Lights were on in Nadine’s den. In a few minutes, she would come over to A Little Bite to start her baking.

Kowalski stepped out on the top porch of the two-family house across the street, yawning and rubbing his head but looking around in a way that made Simon think the human wasn’t as sleepy as he appeared. Had Kowalski heard the taxi and come out to investigate? Or did he do this every morning?

Kowalski spotted the Wolves who were watching him and froze. After a moment, he raised a hand in greeting.

Simon raised a front paw in acknowledgment but didn’t add a friendly arroo. No reason to wake up everyone yet.

Vlad, in smoke form, flowed across Crowfield Avenue and joined the Wolves.

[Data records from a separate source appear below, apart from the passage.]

PR #59, opened 2022-03-11
Clean up after #52 and #58

dfed:
Wrapping up some good discussions from #52 and #58

PR #64, opened 2022-10-09
Add readerForwardOnly to CacheAdvance init parameter to avoid possible infinite loop

jianjunwoo:
Hi @dfed , did you remember the JSON decoding optimization in Jitney? There was OOM increase in the treatment group of Jitney uploader optimization. Finally and hopefully, I fix it this time. Very glad to share this with you, and please take a look at this PR.

This is a brief how this problem got figure out.  I added breadcrumbs before and after `func messages()`.  According to breadcrumbs on bugsnag and Xcode energy reports, I have a hypothesis that there is a possible infinite loop when call `func messages()`. 

Then I investigated the code, and found there is potential infinite loop case when the offset in the header is not correct. Please see the details in the unit tests of the PR.

This recording shows the infinite loop triggered in unit test with one message written:

infinite_loop

This fix is really last for a long time for me working on this. Hope this times works : )

### DIFF
--- a/Sources/CacheAdvance/CacheReader.swift
+++ b/Sources/CacheAdvance/CacheReader.swift
@@ -65,10 +65,12 @@ final class CacheReader {
                 // If the previous read was also empty, then the file has been corrupted.
                 throw CacheAdvanceError.fileCorrupted
             }
-            if seekForwardOnly && startingOffset > FileHeader.expectedEndOfHeaderInFile {
-                // If seekForwardOnly is true, then return nil when startingOffset is ahead
-                // Otherwise, there will be an infinite loop in reading messages.
-                return nil
+            if seekForwardOnly {
+                guard startingOffset <= FileHeader.expectedEndOfHeaderInFile else {
+                    // If the startingOffset is ahead of `expectedEndOfHeaderInFile`, return nil to stop reading.
+                    // Otherwise, there will be an infinite loop in reading messages.
+                    return nil
+                }
             }
             // We know the next message is at the end of the file header. Let's seek to it.
             try reader.seek(to: FileHeader.expectedEndOfHeaderInFile)
--- a/Sources/CacheAdvance/CacheReader.swift
+++ b/Sources/CacheAdvance/CacheReader.swift
@@ -24,8 +24,9 @@ final class CacheReader {
     /// Creates a new instance of the receiver.
     ///
     /// - Parameter file: The file URL indicating the desired location of the on-disk store. This file should already exist.
-    init(forReadingFrom file: URL) throws {
+    init(forReadingFrom file: URL, seekForwardOnly: Bool = false) throws {
         reader = try FileHandle(forReadingFrom: file)
+        self.seekForwardOnly = seekForwardOnly
     }
 
     deinit {
@@ -63,6 +64,11 @@ final class CacheReader {
             guard !previousReadWasEmpty else {
                 // If the previous read was also empty, then the file has been corrupted.
                 throw CacheAdvanceError.fileCorrupted
+            }
+            if seekForwardOnly && startingOffset > FileHeader.expectedEndOfHeaderInFile {
+                // If seekForwardOnly is true, then return nil when startingOffset is ahead
+                // Otherwise, there will be an infinite loop in reading messages.
+                return nil
             }
             // We know the next message is at the end of the file header. Let's seek to it.
             try reader.seek(to: FileHeader.expectedEndOfHeaderInFile)
@@ -116,6 +122,7 @@ final class CacheReader {
     }
 
     private let reader: FileHandle
+    private let seekForwardOnly: Bool
 
 }
 
--- a/Tests/CacheAdvanceTests/CacheAdvanceTests.swift
+++ b/Tests/CacheAdvanceTests/CacheAdvanceTests.swift
@@ -97,65 +97,18 @@ final class CacheAdvanceTests: XCTestCase {
     }
 
     func test_messages_throwsFileCorruptedWhenOffsetInFileAtEndOfNewsetMessageOutOfSync() throws {
-        let randomHighValue: UInt64 = 10_1000
-        let header = try CacheHeaderHandle(
-            forReadingFrom: testFileLocation,
-            maximumBytes: randomHighValue,
-            overwritesOldMessages: true)
-        let cache = CacheAdvance<TestableMessage>(
-            fileURL: testFileLocation,
-            writer: try FileHandle(forWritingTo: testFileLocation),
-            reader: try CacheReader(forReadingFrom: testFileLocation),
-            header: try CacheHeaderHandle(
-                forReadingFrom: testFileLocation,
-                maximumBytes: header.maximumBytes,
-                overwritesOldMessages: header.overwritesOldMessages),
-            decoder: JSONDecoder(),
-            encoder: JSONEncoder())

<Montgomery is awake,> he said.

Quiet voices in Miss Twyla’s efficiency apartment. Simon eased to the edge of the parking lot and cocked his head. Radio. Maybe television. Ah. Weather report. As if a human knew more about weather than the girls at the lake.

Time to go home and catch a quick nap. He had a feeling there would be a lot of howling from the humans today.





Dear Douglas,


Here in Brittania, it’s business as usual, which, for us humans, feels surreal. Fishing boats go out and bring back a catch. Hunters trade some goods in order to enter the wild country and bring back a deer or two to sell at market. While we aren’t receiving the same quantities of foodstuffs from Thaisia, ships are coming in to our harbors with needed cargo, the manifest carrying both the signature and seal of the harbormaster overseeing the point of origin as well as the signature of the terra indigene assigned to approve any shipment of food. We’re even receiving shipments from the human territories in Afrikah and Felidae, as well as merchandise from Tokhar-Chin. No one mentions Cel-Romano. It’s like there is a big hole in the world that we’re all working around as it fills in and takes a different shape.

Some Cel-Romano refugees have made it to coastal villages on the continent—human places that were established in the wild country outside the Alliance of Nations and have been allowed to exist for generations. The refugees call the war the Destruction of Cel-Romano and the Alliance of Nations. The Others I’ve talked to call it the Thwarted Human Invasion of the Wild Country. A truth seen through different eyes. The invaders were not only stopped; they were hamstrung so that they will have no time for anything but survival.